▸ What you will do: Could you copy each line of the listing that holds "your"?
══════════════════════════════
PR #3237, opened 2021-09-22
decK for DB-less mode in the getting-started-guide

aaronArinder:
### Reason
When using DB-less mode, the admin API (and I'm assuming Kong Manager, but I don't know that to be true) doesn't support creating services to avoid config drift. This should clarify that for other folks going through the guide.


lena-larionova (approved):
LGTM!

You're right about Kong Manager as well :) DB-less mode takes declarative configuration only, which in this case means following the decK path. Thanks for your contribution!

PR #3240, opened 2021-09-23
fix: Literal should be used instead of a method that results in literal

iamrajiv:


lena-larionova:
Thank you for your contribution, but we have decided not to merge it, as this change is a matter of personal preference.

PR #3253, opened 2021-09-24
docs(configuration) add AAAA to dns_order

fffonion:


fffonion:
@Tieske The original PR says it's an unsupported feature, do we want to document it actually?

Tieske:
I think not, becasue it's unsupported. If we add it it should get a note that we do not fully support it, just for testing/experimenting.

fffonion:
@Tieske In that case I'm closing this PR, thanks!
══════════════════════════════
▸ Reply:
You're right about Kong Manager as well :) DB-less mode takes declarative configuration only, which in this case means following the decK path. Thanks for your contribution!
Thank you for your contribution, but we have decided not to merge it, as this change is a matter of personal preference.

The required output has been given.